Lindsay Want has some advice for getting the most from a day in the wilds

Lindsay Want has some advice for getting the most from a day in the wilds

Best with binoculars

Make a visit to Trimley Marshes and you won’t be needing your binoculars to see the cranes at the nearby Port of Felixstowe, but they’ll certainly come in handy to spot the Little Egrets and get up close and personal with the cormorants as they stand tall – relatively speaking – in the flat wet meadows. Created as a reserve only in 1990, the mosaic of habitats alongside the River Orwell here have been a stonking Suffolk success story. The impressive number of duck, geese and waders as well as the occasional rare feathered visitor means there’s always plenty to focus on.

A real belter

For the wildlife watcher who wants everything Sizewell Belts near Leiston has it all pretty much tided up. Dykes and watercourses lie in the broadest of valleys between vaguely discernable ridges of light sandy land. The combination of wetlands, wet woodland, heathland and sand dunes gives the area a real buckles and braces advantage in terms of outstandingly rich and attractive wildlife habitats. It’s a Suffolk stronghold for otter and water vole and home to Bearded tits and Bitterns and well as the skulking water rail.

Broad-ening your horizon

Up at Carlton Marshes on the edge of Oulton Broad and the River Waveney, the grazing marsh, fens and peat pools make for the Broads experience in miniature. Tiny Cetti’s warblers weave in and out of the reeds on their short wings. Woodcock and Lesser Spotted Woodpecker haunt the alder and willow woods.
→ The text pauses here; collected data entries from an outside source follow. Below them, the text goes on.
PR #2204, opened 2022-12-14
Apply equal code snippet format

GeneralMine:
Adapt every code section by removing unnecessary spaces and disturbing dollar signs in order to provide faster copy pasting of code snippets


hamishwillee (approved):
Thanks. Yes, this is better.

PR #2206, opened 2022-12-15
Update info on EKF tuning and baro usage

hamishwillee:
This falls out of discord discussion on how to disable baros and also how they are selected: https://discord.com/channels/1022170275984457759/1044214748050370630

PR #2207, opened 2022-12-15
Add barometers page in peripherals.

hamishwillee:
This adds a page on barometers to the Peripherals/hardware section. This is complementary to the #2206 update because it wasn't clear to me what you can and cannot do with barometers, or that people would find this information easily.

I hope this makes the following things clear
- Generally you don't need to think about barometers - they are in the FC and pre-calibrated
- What parts are supported (pointers to drivers)
- That calibration is not needed (right?)
- But if you do want to disable them, how you do it.

### DIFF
--- a/en/sensor/barometers.md
+++ b/en/sensor/barometers.md
@@ -1,0 +1,40 @@
+# Barometers
+
+Barometers measure atmospheric pressure, and are used in drones as altitude sensors.
+
+Most flight controller hardware on which PX4 incudes a barometer.
+By default PX4 will select the barometer with the highest priority (if any are present), and configure it as a data source for [Height estimation](../advanced_config/tuning_the_ecl_ekf.md#height).
+If a sensor fault is detected, PX4 will fall back to the next highest priority sensor.
+
+Generally barometers require no user configuration (or thought)!
+
+## Hardware Options
+
+[Pixhawk standard](../flight_controller/autopilot_pixhawk_standard.html) flight controllers include a barometer, as do [many others](../flight_controller/README.md).
+
+They are also present in other hardware:
+
+- [CUAV NEO 3 Pro GNSS module](https://doc.cuav.net/gps/neo-series-gnss/en/neo-3-pro.html#key-data) ([MS5611](../modules/modules_driver_baro.md#ms5611))
+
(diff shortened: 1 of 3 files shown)


en/sensor/barometers.md
```diff
@@ -0,0 +1,40 @@
...
+Generally barometers require no user configuration.
+If needed, you can:
+
+- Enable/Disable barometers as data source for [Height estimation](../advanced_config/tuning_the_ecl_ekf.md#height) using the [EKF2_BARO_CTRL](../advanced_config/parameter_reference.md#EKF2_BARO_CTRL) parameter.
+- Change the selection order of barometers using the [CAL_BAROx_PRIO](../advanced_config/parameter_reference.md#CAL_BARO0_PRIO) parameters for each baro.
+- Disable a baro by setting its [CAL_BAROx_PRIO](../advanced_config/parameter_reference.md#CAL_BARO0_PRIO) value to `0`.
+
+## Calibration
+
+Barometer parts are generally pre-calibrated.
```
hamishwillee, line 34: This is correct right? Anything else people need to know?

bresch: I'm not sure we can say that they are pre-calibrated, but:
- The absolute value isn't really important since we just use the difference in altitude between "now" and the value when initializing EKF2
- There is usually a scale factor error but it's compensated by the GNSS altitude using a bias estimator in EKF2 (we don't provide a way to calibrate that). This method is fine as long as the height change of the drone isn't too fast (below 200-300km/h probably; don't have real data on that).
- The baro readings can be corrected using a [QNH](https://docs.px4.io/main/en/advanced_config/parameter_reference.html#SENS_BARO_QNH) (https://en.wikipedia.org/wiki/Altimeter_setting) parameter, but again, it is only necessary to adjust it if the absolute barometric altitude is required by the pilot.

So I would rather say that "they don't require calibration".

hamishwillee: Thanks !
```suggestion
Barometers don't require calibration.

<!-- Notes:
- Absolute value isn't important since we just use the difference in altitude between "now" and the value when initializing EKF2
- There is usually a scale factor error but it's compensated by the GNSS altitude using a bias estimator in EKF2 (we don't provide a way to calibrate that). This method is fine as long as the height change of the drone isn't too fast (below 200-300km/h probably; don't have real data on that).
- The baro readings can be corrected using a [QNH](https://docs.px4.io/main/en/advanced_config/parameter_reference.html#SENS_BARO_QNH) (https://en.wikipedia.org/wiki/Altimeter_setting) parameter, but again, it is only necessary to adjust it if the absolute barometric altitude is required by the pilot.
-->
```

hamishwillee:
Thanks @bresch - updated as you suggested.

PR #2209, opened 2022-12-15
first fixes for battery

hamishwillee:
This is WIP
- Need to work out how the battery source works - then perhaps split out the battery chemistry section.
- Specifically, power modules, mavlink batteries, uavcan batteries, and whatever else.


hamishwillee:
This work was done in a separate PR.

PR #2217, opened 2022-12-21
Add ARKV6X

bradenwagstaff:


hamishwillee:
The content looks good - I did a tidy just to fix the vuepress rendering. Images are very large for the "information content" - can you shrink them? I'm away on holiday until Jan 2ish.

AlexKlimaj:
Need to add pinout charts to the ARK PAB page.

en/flight_controller/arkpab.md
```diff
@@ -0,0 +1,70 @@
...
+  - 5V
+  - TBD
+- Dimensions (Without Flight Controller Module)
+  - 74mm x 43.5mm x 12mm
+
+![ARKPAB Top Down Photo](../../assets/flight_controller/arkpab/arkpab_top.jpg)
+
+![ARKPAB Bottom Photo](../../assets/flight_controller/arkpab/arkpab_back2.jpg)
+
+![ARK Logo](../../assets/flight_controller/arkpab/ark_logo.png)
```
hamishwillee, line 70: We don't normally allow heavy logo-ing like this. Mostly because it adds nothing to the reader. If you feel you need it we can leave it here, as it does not push down any actual content. I would prefer we delete though.

en/flight_controller/pixhawk_autopilot_bus.md
```diff
@@ -0,0 +1,25 @@
+# Pixhawk Autopilot Bus & Carriers
```
hamishwillee, line 1: @bkueng I was wondering if you could have a quick look at this page? (below). This adds a page for PAB explaining what it is and offers. The main thing being that it helps users understand that they can plug and play FCs and boards between vendors, allowing flexibility for integrating with companions, but also to choose cheaper or more compact carrier designs. 

It also serves as a place to put compliant carrier boards - these shouldn't really be below a particular FC.

The question for you is whether this should live in the hierarchy 
a) where I have it (in FC section, after the FCs)
b) Higher up in FC section - specifically before FC listings, and after "Pixhawk Series" 
c) Inside FC peripherals
d) As a peer of Flight Controllers and FC peripherals.

Wasn't entirely sure of the right level of visibility.

hamishwillee:
@bradenwagstaff @AlexKlimaj I have subedited this. Specifically:
1. Made the headings more consistent with similar pages
2. Cropped images and shrunk them
3. Made all images lower case names - this enables safer linking on linux builds which are case sensitive.
4. Deleted images that are not used in your pages
5. Added to SUMMARY.md (needed if you want this in the sidebar).
6. Created a PAB page and put the ARK PAB under it. Right now the PAB is still shown in other pages as associated with the ARKv6x controller, but I am thinking perhaps reducing this link and making a link to "PAB" be a key feature of anything that is compliant - e.g. in the "Manufacturer Supported FCs" page, instead of having 

   > - [ARK Electronics ARKV6X](../flight_controller/arkv6x.md) (and [ARK Electronics Pixhawk Autopilot Bus Carrier](../flight_controller/arkpab.md))

   have
   
   > - [ARK Electronics ARKV6X](../flight_controller/arkv6x.md) ([PAB compliant](../flight_controller/whateverthepabdociscalled.md))

I will wait and see if there are comments by Tuesday/Weds and merge then if not. (yes, aware this is waiting on some pinouts - those could be added as a post process).

AlexKlimaj:
Added the pinouts of the connectors on the ARK PAB and made a few other minor edits.

en/flight_controller/arkpab.md
AlexKlimaj: I removed them.

hamishwillee:
FYI Removed the logos from the source, and did minor layout/cross linking fixes.

This looks great. Thanks.

en/flight_controller/pixhawk_autopilot_bus.md
bkueng: Not quite sure, probably most users will just use the bundled package. Keeping it here makes sense, maybe also one level up (d)).
Longer-term I think it makes sense to have a separate section for FC+mission computer bundled boards as these add more capabilities.

hamishwillee: @bkueng Thanks very much. That's pretty much my take on it.

> Longer-term I think it makes sense to have a separate section for FC+mission computer bundled boards as these add more capabilities.

I agree, though this is a challenge. For now I just have a section under companion computers: http://docs.px4.io/main/en/companion_computer/#integrated-companion-flight-controller-boards

PR #2220, opened 2022-12-23
Add Holybro Dronecan M8N GPS

vincentpoont2:


hamishwillee:
I couldn't fix this git history - this was failing all tests due to those odd ids. Replaced the PR under my own name in https://github.com/PX4/PX4-user_guide/pull/2229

As spring begins to do its stuff, there’s so much to see in terms of floral and fauna if only you know where to look. A great place to get the youngsters wildlife watching with the local team putting on great regular activities for 6-12 year olds.

More flatland favourites

Head for the Blyth estuary if you fancy tinkering about by the water a while near Walberswick (Tinker’s Marshes are just north of the Common) or make for the mudflats of the River Alde to view the ebb and flow of the natural world from the Eric Hosking hide at Hazlewood Marshes. Further inland, the Sudbury Water Meadows which stretch from the heart of Gainsborough’s town towards Long Melford are perhaps best viewed from the lofty embankment heights of the railway walk. As well as easy-to-spot swans by the Stour, there’s sure to be plenty of tweets in the hedgerows. Nearby Arger Fen and Spouse’s Vale have aspirations to higher places lying in the Dedham Vale Area of Outstanding Natural Beauty. As well as mosaics of meadows and ancient hillside woodlands which are home to bats and badgers, there’s a superb boardwalk through the wet woodlands.